Data Block Start

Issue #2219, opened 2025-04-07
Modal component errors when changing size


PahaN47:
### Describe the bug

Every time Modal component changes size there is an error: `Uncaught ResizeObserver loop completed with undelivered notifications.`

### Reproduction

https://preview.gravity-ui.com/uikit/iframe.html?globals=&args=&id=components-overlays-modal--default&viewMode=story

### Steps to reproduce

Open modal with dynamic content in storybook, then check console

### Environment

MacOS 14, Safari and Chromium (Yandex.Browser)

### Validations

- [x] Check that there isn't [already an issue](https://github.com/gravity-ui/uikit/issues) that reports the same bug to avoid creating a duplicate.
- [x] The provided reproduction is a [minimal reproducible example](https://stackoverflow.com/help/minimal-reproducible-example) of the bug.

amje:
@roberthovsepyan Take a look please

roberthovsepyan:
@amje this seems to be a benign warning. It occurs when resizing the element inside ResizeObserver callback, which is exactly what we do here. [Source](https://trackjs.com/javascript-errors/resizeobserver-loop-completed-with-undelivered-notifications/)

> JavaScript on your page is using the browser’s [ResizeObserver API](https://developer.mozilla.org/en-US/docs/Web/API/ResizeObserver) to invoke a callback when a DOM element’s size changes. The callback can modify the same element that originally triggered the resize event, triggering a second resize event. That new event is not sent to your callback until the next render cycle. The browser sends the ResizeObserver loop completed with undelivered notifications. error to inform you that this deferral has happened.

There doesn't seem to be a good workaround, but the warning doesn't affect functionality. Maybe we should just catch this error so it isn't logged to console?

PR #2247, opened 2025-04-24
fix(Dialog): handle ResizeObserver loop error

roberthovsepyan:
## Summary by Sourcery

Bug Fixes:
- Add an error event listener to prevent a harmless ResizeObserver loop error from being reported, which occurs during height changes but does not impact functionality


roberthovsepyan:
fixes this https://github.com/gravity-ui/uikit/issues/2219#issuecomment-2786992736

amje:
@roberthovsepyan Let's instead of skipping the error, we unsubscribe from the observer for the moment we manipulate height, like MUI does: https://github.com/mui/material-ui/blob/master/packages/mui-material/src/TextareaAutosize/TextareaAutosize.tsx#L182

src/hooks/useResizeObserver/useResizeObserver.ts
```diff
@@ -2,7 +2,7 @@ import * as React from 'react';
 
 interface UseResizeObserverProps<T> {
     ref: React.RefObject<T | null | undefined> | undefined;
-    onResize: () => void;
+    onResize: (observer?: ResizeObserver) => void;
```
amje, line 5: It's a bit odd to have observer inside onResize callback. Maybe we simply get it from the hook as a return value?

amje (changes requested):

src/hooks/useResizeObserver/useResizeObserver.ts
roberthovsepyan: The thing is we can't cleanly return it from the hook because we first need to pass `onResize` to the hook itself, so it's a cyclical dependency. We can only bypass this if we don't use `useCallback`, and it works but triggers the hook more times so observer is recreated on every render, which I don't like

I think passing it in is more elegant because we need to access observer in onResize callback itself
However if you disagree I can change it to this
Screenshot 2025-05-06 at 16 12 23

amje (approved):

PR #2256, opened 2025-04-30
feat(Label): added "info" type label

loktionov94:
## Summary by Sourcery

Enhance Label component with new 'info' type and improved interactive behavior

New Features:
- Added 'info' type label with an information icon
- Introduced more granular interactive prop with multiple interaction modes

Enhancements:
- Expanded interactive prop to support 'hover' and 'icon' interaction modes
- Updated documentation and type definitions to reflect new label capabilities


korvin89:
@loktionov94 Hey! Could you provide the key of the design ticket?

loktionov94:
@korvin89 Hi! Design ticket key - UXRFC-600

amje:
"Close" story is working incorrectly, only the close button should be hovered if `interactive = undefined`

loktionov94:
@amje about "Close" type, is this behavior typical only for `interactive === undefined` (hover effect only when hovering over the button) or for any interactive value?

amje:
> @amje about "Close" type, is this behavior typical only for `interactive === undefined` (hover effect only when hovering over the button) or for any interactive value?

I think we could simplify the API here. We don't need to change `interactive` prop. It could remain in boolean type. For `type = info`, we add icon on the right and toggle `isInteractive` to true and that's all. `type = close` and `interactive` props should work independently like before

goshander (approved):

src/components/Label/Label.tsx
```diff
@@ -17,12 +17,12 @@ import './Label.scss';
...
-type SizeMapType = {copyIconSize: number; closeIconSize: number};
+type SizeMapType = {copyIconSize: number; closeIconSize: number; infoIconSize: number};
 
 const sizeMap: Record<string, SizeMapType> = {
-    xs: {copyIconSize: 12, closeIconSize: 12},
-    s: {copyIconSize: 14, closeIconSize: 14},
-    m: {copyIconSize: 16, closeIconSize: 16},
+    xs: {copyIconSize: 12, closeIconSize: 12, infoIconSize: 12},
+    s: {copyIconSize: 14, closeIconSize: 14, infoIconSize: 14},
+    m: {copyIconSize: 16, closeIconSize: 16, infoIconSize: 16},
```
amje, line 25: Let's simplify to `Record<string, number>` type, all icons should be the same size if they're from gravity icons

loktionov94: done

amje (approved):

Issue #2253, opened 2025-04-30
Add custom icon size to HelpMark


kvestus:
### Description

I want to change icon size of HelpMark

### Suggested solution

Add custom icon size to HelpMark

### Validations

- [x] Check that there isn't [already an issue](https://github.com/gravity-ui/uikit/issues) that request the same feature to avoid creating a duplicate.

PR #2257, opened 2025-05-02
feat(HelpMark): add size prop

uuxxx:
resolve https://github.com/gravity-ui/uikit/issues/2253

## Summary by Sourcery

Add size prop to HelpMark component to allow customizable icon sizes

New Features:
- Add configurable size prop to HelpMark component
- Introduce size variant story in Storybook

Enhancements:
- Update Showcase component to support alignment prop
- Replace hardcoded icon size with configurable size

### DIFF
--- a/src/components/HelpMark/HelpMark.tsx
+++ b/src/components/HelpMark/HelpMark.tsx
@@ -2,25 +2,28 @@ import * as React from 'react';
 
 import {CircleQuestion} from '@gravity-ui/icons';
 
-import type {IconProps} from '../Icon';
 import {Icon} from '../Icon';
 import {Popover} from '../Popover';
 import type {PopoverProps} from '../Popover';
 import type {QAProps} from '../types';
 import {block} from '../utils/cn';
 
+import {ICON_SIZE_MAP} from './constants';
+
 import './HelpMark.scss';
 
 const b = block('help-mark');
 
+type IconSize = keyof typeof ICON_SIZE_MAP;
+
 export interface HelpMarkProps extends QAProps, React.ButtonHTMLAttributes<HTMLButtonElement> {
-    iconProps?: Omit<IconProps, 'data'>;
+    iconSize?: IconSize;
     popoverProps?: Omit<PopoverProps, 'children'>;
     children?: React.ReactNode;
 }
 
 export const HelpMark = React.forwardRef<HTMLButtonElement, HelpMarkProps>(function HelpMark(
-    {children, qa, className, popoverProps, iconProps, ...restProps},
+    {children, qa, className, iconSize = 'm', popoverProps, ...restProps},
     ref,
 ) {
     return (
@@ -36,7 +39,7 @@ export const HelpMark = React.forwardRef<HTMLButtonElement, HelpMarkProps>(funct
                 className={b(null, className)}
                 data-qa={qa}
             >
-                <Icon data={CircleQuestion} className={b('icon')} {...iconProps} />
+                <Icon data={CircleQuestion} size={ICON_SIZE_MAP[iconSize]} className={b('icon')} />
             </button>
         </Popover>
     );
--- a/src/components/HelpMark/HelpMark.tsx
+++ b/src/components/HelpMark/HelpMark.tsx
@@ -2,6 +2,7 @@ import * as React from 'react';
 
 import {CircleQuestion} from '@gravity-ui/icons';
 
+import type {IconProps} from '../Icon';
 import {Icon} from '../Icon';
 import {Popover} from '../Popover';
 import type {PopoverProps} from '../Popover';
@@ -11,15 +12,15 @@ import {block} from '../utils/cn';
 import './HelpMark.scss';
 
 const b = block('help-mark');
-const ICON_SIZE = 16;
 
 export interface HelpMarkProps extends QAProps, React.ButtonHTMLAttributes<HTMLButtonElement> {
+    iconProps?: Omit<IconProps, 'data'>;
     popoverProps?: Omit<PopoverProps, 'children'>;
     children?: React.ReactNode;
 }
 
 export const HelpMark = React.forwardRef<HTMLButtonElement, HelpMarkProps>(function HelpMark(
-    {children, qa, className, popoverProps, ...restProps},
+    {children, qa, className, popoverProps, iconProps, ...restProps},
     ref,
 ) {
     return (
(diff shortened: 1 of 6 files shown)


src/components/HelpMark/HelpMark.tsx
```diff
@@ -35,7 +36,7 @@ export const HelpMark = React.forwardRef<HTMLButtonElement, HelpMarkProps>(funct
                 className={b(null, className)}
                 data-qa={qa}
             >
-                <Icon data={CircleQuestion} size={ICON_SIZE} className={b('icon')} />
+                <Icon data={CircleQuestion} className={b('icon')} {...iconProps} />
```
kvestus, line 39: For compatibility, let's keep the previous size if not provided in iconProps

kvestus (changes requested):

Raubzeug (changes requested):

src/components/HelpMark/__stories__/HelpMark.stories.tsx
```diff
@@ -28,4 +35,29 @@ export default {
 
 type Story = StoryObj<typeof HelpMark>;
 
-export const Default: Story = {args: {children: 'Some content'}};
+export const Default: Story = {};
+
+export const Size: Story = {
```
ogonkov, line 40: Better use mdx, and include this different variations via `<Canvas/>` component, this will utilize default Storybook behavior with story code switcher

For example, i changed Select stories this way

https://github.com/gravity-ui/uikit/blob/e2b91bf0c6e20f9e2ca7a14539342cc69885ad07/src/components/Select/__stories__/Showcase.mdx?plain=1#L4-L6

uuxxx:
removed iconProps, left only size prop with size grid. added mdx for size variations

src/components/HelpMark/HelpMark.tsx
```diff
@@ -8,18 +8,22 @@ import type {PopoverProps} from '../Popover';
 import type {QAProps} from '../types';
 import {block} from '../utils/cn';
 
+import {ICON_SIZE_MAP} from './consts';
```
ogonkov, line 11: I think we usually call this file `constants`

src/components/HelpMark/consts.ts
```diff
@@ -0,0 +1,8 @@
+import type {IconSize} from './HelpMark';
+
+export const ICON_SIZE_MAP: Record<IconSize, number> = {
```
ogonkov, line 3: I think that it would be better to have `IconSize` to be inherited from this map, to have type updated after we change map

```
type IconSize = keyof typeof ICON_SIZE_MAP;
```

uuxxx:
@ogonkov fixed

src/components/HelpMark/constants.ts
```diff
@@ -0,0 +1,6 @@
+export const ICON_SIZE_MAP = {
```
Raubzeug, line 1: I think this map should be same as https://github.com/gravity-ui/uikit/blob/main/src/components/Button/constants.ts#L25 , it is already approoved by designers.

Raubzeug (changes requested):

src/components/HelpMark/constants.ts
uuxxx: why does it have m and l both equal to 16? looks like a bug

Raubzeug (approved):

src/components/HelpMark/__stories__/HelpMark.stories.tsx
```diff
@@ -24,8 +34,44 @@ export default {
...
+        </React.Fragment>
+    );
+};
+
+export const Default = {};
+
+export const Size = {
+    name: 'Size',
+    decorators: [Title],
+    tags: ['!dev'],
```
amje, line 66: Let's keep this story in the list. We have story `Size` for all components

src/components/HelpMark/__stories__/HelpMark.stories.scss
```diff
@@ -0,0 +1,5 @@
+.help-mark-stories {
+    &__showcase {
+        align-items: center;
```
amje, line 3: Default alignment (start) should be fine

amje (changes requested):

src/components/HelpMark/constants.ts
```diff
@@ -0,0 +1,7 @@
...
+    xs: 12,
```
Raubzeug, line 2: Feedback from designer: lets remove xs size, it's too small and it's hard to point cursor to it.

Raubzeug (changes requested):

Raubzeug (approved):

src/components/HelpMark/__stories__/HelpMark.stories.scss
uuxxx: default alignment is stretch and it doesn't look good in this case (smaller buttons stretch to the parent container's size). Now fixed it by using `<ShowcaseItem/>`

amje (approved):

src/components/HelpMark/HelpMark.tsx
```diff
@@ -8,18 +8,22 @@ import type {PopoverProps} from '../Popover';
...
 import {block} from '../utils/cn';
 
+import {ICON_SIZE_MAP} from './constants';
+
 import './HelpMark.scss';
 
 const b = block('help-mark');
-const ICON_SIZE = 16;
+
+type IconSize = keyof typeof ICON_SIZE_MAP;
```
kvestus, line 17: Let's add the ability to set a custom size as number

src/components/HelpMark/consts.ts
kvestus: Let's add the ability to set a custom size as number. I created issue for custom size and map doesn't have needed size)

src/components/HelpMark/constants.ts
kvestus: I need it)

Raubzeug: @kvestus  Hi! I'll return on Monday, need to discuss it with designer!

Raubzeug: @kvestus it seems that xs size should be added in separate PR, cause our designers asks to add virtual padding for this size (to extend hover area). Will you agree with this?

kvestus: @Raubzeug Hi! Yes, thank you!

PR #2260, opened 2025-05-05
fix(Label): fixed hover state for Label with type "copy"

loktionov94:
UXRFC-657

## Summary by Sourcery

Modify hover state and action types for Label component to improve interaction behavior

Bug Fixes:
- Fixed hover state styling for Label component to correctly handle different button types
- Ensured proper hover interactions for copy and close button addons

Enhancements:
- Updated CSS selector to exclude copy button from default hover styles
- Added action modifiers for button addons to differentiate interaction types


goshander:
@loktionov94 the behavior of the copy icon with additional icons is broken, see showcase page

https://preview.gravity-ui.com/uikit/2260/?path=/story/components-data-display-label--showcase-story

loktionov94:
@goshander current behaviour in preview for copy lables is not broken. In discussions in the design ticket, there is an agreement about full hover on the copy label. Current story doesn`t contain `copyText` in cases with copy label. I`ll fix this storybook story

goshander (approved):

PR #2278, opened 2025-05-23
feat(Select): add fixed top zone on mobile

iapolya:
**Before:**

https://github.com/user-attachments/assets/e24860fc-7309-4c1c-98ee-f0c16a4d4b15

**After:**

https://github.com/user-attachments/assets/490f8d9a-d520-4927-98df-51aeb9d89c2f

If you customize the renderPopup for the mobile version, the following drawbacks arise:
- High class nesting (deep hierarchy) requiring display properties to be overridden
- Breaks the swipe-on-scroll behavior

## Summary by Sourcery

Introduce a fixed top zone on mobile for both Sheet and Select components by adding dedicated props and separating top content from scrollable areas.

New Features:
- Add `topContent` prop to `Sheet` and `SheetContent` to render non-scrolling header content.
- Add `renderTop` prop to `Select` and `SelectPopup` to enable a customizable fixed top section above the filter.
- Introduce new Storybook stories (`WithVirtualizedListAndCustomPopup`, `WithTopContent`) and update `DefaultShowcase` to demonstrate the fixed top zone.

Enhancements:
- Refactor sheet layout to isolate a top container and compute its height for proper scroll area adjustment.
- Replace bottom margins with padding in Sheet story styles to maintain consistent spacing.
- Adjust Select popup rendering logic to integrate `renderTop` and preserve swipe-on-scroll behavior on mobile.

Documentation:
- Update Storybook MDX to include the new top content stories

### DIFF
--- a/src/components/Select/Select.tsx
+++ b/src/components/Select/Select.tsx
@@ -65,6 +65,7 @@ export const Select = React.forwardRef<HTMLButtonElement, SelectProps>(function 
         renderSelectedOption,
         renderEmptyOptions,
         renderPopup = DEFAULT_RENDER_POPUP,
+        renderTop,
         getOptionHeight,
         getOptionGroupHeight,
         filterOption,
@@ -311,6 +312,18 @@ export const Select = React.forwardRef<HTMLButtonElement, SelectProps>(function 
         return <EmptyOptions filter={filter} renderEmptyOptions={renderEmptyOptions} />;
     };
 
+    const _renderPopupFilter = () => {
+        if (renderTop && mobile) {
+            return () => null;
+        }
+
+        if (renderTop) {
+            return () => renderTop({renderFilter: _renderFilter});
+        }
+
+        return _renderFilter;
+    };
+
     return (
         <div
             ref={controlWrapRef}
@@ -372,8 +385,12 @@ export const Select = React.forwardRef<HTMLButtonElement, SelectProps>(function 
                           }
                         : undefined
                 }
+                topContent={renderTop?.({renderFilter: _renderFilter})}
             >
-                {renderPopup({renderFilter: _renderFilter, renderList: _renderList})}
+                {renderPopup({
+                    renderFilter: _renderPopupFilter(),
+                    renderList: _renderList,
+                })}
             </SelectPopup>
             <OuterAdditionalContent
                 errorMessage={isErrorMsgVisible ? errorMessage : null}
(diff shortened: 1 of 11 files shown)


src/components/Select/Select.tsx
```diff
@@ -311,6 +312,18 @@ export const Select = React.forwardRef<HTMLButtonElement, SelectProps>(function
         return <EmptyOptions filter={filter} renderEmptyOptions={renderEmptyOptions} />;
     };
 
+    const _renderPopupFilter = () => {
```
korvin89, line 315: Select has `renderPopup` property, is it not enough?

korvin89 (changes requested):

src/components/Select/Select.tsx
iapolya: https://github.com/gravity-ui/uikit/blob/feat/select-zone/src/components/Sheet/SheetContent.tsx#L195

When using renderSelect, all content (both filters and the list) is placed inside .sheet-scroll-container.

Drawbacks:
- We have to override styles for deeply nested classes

Data Block End

* What this task involves:
Each line in the records above with "renderList" must be returned.

* Answer section:
-                {renderPopup({renderFilter: _renderFilter, renderList: _renderList})}
+                    renderList: _renderList,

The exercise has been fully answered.